When the U.S. launched strikes on Iran in late February, the immediate concern was oil prices. The Strait of Hormuz—through which roughly 20% of global oil supply flows—closed, sending energy markets into a spiral and gas prices past $4 a gallon in the U.S. within weeks. Domestically and abroad, people felt the oil supply at the pump: Moody’s estimated it would cost Americans over $100 billion at the pump; gas rationing began in Bangladesh, South Korea imposed a fuel price cap, and so on. That gas scarcity might have sounded like what you’ve heard of the 1970s, but it’s resulted in a historic surge into electric vehicles that is still essentially a trickle.
For the first time in history, more than a quarter of all car sales were EVs, Goldman Sachs commodities team wrote in a recent research report. In the grand scheme, the number is pretty paltry, especially considering the early iteration of the Prius was first released nearly three decades ago, and Teslas and other higher-end EVs first came out nearly 15 years ago. But still, the report finds a 3.4 percentage point increase on global EV sales since the Hormuz shock began, reaching 26.1% of all car sales in May, an all-time high.
The acceleration has been broad-based: 12 of the 15 largest EV markets have seen penetration rise since February, Goldman found. The bank now estimates the shift could shave 0.13 to 0.32 million barrels per day off global oil demand by December 2027, a figure that, while modest against roughly 100 mb/d of total consumption, carries outsized significance for a market already navigating a supply crisis.
“This acceleration in global EV car sales suggests our downside oil price scenario is plausible,” the report read.
Goldman’s analysts project Brent could fall to the mid-$50s per barrel by late 2027 if Hormuz constraints persist and EV momentum holds.
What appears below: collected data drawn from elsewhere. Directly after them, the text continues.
PR #3096, opened 2016-08-04
MULE-10075: Support text parameters

alegmarra:


modules/extensions-spring-support/src/main/java/org/mule/runtime/module/extension/internal/capability/xml/schema/builder/SchemaBuilder.java
```diff
@@ -811,4 +822,13 @@ TopLevelElement createTopLevelElement(String name, BigInteger minOccurs, String
         return element;
     }
 
+    private void generateTextElement(DslElementSyntax paramDsl, String description, Group all)
+    {
+        TopLevelElement textElement = createTopLevelElement(paramDsl.getElementName(), ZERO, "1");
```
marianogonzalez: shouldn't the ZERO be a 1 if the attribute is required?

alegmarra: child elements are never required, since passing it as an attribute is always an option

marianogonzalez: not sure this should be the case. Text parameter should always be a child element an never an attribute. It would be very confusing otherwise.

PR #3102, opened 2016-08-05
MULE-9826: server doesn't close connection when returning Maps in str…

alepulver:
…eaming (chunked) mode

### DIFF
--- a/modules/http/src/main/java/org/mule/module/http/internal/listener/HttpResponseBuilder.java
+++ b/modules/http/src/main/java/org/mule/module/http/internal/listener/HttpResponseBuilder.java
@@ -174,8 +174,13 @@ public class HttpResponseBuilder extends HttpMessageBuilder implements Initialis
                 }
                 else
                 {
-                    ByteArrayHttpEntity byteArrayHttpEntity = (ByteArrayHttpEntity) httpEntity;
-                    setupContentLengthEncoding(httpResponseHeaderBuilder, byteArrayHttpEntity.getContent().length);
+                    if (httpEntity instanceof EmptyHttpEntity)
+                    {
+                        setupContentLengthEncoding(httpResponseHeaderBuilder, 0);
+                    } else {
+                        ByteArrayHttpEntity byteArrayHttpEntity = (ByteArrayHttpEntity) httpEntity;
+                        setupContentLengthEncoding(httpResponseHeaderBuilder, byteArrayHttpEntity.getContent().length);
+                    }
                 }
             }
             else if (payload instanceof InputStream)
--- a/modules/http/src/main/java/org/mule/module/http/internal/listener/HttpResponseBuilder.java
+++ b/modules/http/src/main/java/org/mule/module/http/internal/listener/HttpResponseBuilder.java
@@ -177,7 +177,9 @@ public class HttpResponseBuilder extends HttpMessageBuilder implements Initialis
                     if (httpEntity instanceof EmptyHttpEntity)
                     {
                         setupContentLengthEncoding(httpResponseHeaderBuilder, 0);
-                    } else {
+                    }
+                    else
+                    {
                         ByteArrayHttpEntity byteArrayHttpEntity = (ByteArrayHttpEntity) httpEntity;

China leads, but the shift is global
No market has moved faster than China, according to the report. EV penetration there has jumped 11.4 percentage points since February, driven by a combination of existing EV infrastructure, competitive domestic pricing, and fuel costs that made gasoline cars increasingly unaffordable as global oil prices spiked. China alone accounts for 61% of the total global increase in EV penetration since February, Goldman found, with OECD markets contributing 21% and non-OECD markets outside China making up the remaining 19%.
The U.S., by contrast, has barely budged: up just 0.1 percentage point, per the report. Goldman attributes that partly to the federal EV tax credit expiring in late 2025, which pulled forward purchases and left demand with less room to grow.
Goldman applies a rule of thumb: every 1 million vehicles that shift from internal combustion to electric cuts road fuel demand by 30,000 barrels per day in the U.S. and 20,000 barrels per day elsewhere. Under the bank’s more conservative “temporary acceleration” scenario—which assumes EV penetration flatlines at its current elevated levels—the cumulative demand hit by the end of 2027 reaches 0.13 mb/d. Under its “persistent acceleration” scenario, where current trends continue through late 2027, the figure rises to 0.32 mb/d.
Goldman cautions those figures likely understate the full picture. The analysis covers only new passenger car sales—it doesn’t capture the behavioral shift Goldman says is already underway within the existing vehicle stock. In China, the bank notes, owners of plug-in hybrids are increasingly opting to charge rather than refuel, contributing to what Goldman estimates as a more than 20% year-over-year drop in gasoline and related product sales volumes. Two- and three-wheeler EVs—which Goldman says command 92% of EV sales in India, 80% in Vietnam, and 35% in China—add further displacement that doesn’t appear in the passenger car data at all.
Reshaping long-term demand
The Goldman report is interesting for what it implies about the relationship between energy shocks and technology adoption. Climate policy, fuel economy standards, and government EV subsidies have spent years nudging consumers toward electric vehicles, but the Iran war may have done more in four months. Goldman’s downside scenario envisions a 1.5 mb/d persistent loss in global oil demand tied to the conflict, versus 0.5 mb/d in its base case—with Brent in the mid-$50s representing a structural headwind for producers betting on sustained demand growth through the decade.
In the U.S., new EV sales in the U.S. totaled roughly 85,000 units in May—just 5.7% of total vehicle sales, down nearly 22% from a year earlier. The collapse traces directly to the expiration of the $7,500 federal EV tax credit in September 2025, which has yet to be replaced.
In China, the dynamic is inverted: EVs accounted for nearly 63% of all retail car sales in May, with gasoline vehicles’ share collapsing to just 37%—and in April, China had already hit a record high of more than 60% electric, according to data from the China Passenger Car Association.